Clementi’s eventual suicide due to Rhavi’s malicious acts is not merely boorish.

According to the Suicide Prevention Resource Center (SPRC), victims of bullying are more likely to show signs of depression and have a greater risk of committing suicide compared with individuals who are not bullied.

Bullies who are oblivious to the effects of their words and actions on their victims are reckless. The SPRC describes bullying as an ongoing physical or emotional victimization of an individual. Their verbal and physical attacks could lead to an individual’s psychological instability, which could ultimately result in a devastating consequence: suicide.

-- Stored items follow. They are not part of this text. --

PR #166, opened 2019-12-31
Paddtrrules bp

yuliumitre:
1. Add R4 DTR rules for PAP
2. Using BasicPractitionerInfo library


server/src/main/jib/smartAppFhirArtifacts/positive-airway-pressure-questionnaire-r4.json
```diff
@@ -0,0 +1,423 @@
...
+        "reference": "urn:hl7:davinci:crd:library-positive-airway-pressure-prepopulate-r4"
+      }
+    },
+    {
+      "url": "http://hl7.org/fhir/StructureDefinition/cqif-library",
+      "valueReference": {
+        "reference": "urn:hl7:davinci:crd:library-basic-patient-info-prepopulate-r4"
+      }
+    }
+  ],
```
hossenlopp: This is missing a reference to the `urn:hl7:davinci:crd:library-basic-practitioner-info-prepopulate` library.

yuliumitre: Good catch 👍  This should be fixed now.

PR #178, opened 2020-02-06
[410] Display if Prior Auth or Documentation Requirements only is required

plarocque4:
Update rules to include flag for prior auth and documentation. Pass the prior auth flag to DTR and suppress smart app link if neither are required.


lpdecelles:
Seems to work. Still need to tweak text (Prior Auth needed, etc.)

PR #179, opened 2020-02-10
Hbcrdrules

yuliumitre:
Update CRD rules for hospital beds order.


lpdecelles:
image

Yolanda we think this is failing because of a "text string" in the CI test. You can run these with this: "gradle clean check" which is part of the readme see the failure.

yuliumitre:
I will take a look at the issues.

lpdecelles:
It might be that we need to change the test(s). Maybe to not be as strict.

yuliumitre:
@lpdecelles The test has been fixed.

lpdecelles:
image

This looks good a card is returned.

PR #183, opened 2020-02-14
DMEERX-427 Ventilator Order rules

yunwwang:


lpdecelles:
image

I was not able to select E0465 from the request generator in order to test.

lpdecelles:
image

I was able to use Eo465, but card is returned. See image above.

lpdecelles:
Looks good. I unit tested with E0465. Also need to update the readme to show CRD starts with "gradle server:bootRun"

PR #184, opened 2020-02-25
Hbdtrrules

yuliumitre:
Add hospital bed dtr rules.

To test this PR, need to switch to the same name hbdtrrules branch of test-ehr and dtr repo. 

Every patient has the device request for hospital bed. Patient pat014 has two encounters.


lpdecelles:
Looks good. Still have a few missing pre-populated fields.

PR #185, opened 2020-02-25
DMEERX-427 ventilator

yunwwang:
Update CQL rules for dynamic options 
Add itemControl to Questionnaire


lpdecelles:
Looks good. I know there are some fields that still need to be pre-populated. Like the new table etc.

People may argue that victims of bullying who commit suicide already had pre-existing conditions, such as being mentally unstable, having depression and anxiety disorders.

Even if that were the case, bullying would only increase the probability of that individual’s attempt at suicidal acts. It shouldn’t take away from the fact that the victim was mentally or physically mistreated.

On BullyingStatistics.org, a study at Yale University showed bullying victims are two to nine times more likely to consider suicide than non-victims.

Some may argue that victims of suicide weren’t emotionally and mentally strong enough to take the hard knocks of life, but when did hard knocks ever include being ridiculed on everyone’s Twitter feed for the world to see?

Clementi’s suicide was the result of Internet bullying.

Clementi was exposed to the world having intimate relations with another man in his dorm room, by a secretly placed web cam that streamed a live video feed.Rhavi, who was Clementi’s roommate at the time, planted the web cam.

Clementi later jumped to his death off a bridge.

In this case the webcam is the smoking gun.Whether it resulted in death or not, the individual who used the gun is responsible.

The same applies to bullying, whether the victim was already mentally unstable or not strong enough to take “some” bullying; it doesn’t matter. They are still victims of it.

If that individual ends up committing suicide, ultimately the one responsible is the one who committed the crime of bullying. Rhavi should have been charged with murder.